Exercise instructions: Please return all lines in the listing holding the word "opened".

Stored data:
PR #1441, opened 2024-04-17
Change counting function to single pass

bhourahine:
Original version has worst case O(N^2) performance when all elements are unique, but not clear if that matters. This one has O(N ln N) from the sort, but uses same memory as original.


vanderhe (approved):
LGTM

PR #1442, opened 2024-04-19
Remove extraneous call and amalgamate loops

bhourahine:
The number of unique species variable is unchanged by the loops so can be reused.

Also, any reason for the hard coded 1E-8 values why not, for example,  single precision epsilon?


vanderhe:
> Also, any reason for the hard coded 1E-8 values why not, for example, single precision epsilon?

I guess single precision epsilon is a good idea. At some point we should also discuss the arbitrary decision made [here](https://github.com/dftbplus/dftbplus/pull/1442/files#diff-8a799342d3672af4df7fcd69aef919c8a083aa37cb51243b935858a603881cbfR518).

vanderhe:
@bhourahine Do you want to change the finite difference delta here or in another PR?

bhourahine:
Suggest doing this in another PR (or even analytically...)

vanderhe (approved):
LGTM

--

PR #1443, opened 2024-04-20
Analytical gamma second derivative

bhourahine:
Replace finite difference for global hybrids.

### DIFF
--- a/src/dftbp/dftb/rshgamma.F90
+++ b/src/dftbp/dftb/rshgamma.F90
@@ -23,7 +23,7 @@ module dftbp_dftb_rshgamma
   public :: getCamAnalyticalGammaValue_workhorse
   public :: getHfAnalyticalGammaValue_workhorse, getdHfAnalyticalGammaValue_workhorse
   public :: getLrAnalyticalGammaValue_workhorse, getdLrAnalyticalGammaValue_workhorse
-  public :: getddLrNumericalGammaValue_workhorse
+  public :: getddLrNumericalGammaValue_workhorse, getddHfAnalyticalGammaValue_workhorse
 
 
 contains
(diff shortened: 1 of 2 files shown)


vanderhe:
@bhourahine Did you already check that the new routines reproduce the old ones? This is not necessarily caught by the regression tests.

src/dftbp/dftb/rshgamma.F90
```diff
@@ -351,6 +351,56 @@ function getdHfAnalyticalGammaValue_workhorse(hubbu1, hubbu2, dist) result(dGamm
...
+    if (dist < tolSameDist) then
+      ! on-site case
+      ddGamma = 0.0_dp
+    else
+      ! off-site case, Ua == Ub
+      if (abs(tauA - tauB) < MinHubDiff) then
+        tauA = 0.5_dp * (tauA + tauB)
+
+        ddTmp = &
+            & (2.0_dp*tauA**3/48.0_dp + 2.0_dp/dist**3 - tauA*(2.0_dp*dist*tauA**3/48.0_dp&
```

Answer to this task:
PR #1441, opened 2024-04-17
PR #1442, opened 2024-04-19
PR #1443, opened 2024-04-20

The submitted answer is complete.